The string "null" appears in some lines of the entries that follow; copy each such line.

Listed records –
Content starts

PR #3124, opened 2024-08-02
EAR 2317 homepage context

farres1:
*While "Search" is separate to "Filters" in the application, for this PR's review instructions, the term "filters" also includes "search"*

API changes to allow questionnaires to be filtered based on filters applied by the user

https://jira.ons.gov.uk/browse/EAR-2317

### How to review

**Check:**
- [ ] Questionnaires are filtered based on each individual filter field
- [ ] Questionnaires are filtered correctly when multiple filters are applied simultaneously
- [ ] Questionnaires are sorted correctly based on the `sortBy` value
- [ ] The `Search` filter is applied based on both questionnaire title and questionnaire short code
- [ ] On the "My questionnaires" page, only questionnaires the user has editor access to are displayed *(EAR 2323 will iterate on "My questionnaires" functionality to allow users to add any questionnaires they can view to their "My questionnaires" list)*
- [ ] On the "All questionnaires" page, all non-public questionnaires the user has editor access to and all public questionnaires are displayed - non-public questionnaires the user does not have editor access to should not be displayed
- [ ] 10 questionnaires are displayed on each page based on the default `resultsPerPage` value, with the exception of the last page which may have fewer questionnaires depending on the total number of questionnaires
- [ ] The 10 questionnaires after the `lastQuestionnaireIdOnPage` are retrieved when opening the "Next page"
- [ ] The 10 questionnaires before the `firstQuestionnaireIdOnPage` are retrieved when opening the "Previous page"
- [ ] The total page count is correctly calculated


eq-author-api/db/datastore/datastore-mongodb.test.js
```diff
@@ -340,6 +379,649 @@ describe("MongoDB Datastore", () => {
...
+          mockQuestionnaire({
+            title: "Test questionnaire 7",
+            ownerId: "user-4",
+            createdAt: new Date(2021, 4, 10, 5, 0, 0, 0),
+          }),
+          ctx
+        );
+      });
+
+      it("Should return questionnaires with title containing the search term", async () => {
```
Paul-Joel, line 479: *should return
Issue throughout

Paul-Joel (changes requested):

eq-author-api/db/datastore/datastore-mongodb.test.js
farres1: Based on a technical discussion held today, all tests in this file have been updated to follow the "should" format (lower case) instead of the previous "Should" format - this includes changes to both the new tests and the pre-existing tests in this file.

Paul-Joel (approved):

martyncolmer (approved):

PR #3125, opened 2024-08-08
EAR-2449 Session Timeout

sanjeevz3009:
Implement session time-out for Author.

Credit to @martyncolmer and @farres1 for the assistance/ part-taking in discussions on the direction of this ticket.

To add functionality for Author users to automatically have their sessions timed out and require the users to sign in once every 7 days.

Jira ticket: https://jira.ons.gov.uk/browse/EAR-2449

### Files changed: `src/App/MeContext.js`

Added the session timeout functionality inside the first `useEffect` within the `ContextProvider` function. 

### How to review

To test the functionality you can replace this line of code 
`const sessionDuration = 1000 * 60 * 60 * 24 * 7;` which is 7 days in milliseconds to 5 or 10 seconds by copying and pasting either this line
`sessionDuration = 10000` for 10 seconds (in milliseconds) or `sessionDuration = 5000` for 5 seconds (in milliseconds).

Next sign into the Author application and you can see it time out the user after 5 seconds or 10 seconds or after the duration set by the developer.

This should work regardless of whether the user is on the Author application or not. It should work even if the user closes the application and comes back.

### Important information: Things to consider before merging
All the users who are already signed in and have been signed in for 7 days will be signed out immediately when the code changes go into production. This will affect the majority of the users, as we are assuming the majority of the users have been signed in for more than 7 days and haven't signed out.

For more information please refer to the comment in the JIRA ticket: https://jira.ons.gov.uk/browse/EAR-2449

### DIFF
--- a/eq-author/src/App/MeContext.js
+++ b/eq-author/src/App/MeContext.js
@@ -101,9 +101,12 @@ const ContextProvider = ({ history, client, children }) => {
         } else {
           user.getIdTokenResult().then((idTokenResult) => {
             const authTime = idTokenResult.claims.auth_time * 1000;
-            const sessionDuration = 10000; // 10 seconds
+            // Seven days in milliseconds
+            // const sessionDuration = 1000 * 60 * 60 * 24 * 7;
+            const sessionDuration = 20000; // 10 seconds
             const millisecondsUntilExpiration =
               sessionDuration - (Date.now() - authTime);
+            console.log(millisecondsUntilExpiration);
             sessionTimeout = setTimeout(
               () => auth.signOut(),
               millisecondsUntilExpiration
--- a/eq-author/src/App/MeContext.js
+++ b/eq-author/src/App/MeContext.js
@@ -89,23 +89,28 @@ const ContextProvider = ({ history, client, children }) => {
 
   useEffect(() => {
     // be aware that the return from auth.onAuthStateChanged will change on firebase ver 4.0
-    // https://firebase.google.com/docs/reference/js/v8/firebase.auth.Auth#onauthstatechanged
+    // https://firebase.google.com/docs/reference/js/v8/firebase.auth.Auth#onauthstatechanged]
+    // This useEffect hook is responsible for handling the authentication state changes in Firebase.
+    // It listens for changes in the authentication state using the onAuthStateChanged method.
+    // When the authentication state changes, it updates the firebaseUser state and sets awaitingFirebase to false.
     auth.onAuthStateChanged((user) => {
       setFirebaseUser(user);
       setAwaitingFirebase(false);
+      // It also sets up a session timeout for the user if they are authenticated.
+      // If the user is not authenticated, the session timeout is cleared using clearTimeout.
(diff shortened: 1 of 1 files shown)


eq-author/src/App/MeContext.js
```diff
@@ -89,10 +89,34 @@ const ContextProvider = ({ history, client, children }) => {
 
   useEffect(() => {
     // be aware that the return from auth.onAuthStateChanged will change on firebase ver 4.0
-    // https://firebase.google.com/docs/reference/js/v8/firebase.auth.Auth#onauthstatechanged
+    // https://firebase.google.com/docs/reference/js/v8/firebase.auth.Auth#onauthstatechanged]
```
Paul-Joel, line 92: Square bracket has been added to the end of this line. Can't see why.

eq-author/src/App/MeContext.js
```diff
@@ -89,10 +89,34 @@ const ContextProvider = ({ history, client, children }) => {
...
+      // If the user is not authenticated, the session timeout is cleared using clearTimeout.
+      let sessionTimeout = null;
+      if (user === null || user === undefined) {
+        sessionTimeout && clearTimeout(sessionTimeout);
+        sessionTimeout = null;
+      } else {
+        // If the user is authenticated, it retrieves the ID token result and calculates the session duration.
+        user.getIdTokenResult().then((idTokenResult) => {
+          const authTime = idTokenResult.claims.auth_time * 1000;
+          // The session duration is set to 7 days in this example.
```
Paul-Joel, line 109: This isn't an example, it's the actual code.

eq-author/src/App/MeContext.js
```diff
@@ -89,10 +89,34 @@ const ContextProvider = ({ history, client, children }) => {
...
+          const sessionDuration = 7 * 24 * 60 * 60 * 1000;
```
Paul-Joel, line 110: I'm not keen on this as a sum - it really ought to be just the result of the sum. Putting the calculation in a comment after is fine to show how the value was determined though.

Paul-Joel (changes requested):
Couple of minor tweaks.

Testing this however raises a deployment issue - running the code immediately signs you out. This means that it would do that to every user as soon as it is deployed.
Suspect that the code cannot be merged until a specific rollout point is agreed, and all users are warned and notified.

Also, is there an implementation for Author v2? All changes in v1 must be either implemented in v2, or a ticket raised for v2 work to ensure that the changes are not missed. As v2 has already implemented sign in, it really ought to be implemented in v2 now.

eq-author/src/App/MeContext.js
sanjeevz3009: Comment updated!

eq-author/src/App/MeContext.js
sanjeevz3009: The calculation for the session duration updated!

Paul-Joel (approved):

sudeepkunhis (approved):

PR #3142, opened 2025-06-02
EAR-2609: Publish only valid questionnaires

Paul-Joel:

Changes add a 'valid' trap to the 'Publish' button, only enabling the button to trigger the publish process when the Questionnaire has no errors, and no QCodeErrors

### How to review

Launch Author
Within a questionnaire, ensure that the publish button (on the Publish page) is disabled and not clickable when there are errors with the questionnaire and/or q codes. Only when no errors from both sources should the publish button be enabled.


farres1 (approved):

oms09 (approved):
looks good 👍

Content ends
Content starts

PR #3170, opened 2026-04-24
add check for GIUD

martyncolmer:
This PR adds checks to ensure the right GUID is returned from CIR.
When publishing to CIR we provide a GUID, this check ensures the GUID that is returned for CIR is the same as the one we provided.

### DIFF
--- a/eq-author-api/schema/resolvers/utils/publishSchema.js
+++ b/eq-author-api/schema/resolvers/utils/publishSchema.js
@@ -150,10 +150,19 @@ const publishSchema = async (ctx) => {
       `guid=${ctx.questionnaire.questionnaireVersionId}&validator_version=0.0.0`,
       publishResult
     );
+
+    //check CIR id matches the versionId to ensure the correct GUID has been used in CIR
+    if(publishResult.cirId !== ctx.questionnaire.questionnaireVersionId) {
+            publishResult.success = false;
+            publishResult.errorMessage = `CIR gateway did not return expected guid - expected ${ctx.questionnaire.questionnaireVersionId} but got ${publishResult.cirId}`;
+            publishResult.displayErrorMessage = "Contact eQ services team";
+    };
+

Content ends

Answer below –
+      let sessionTimeout = null;
+      if (user === null || user === undefined) {
+        sessionTimeout = null;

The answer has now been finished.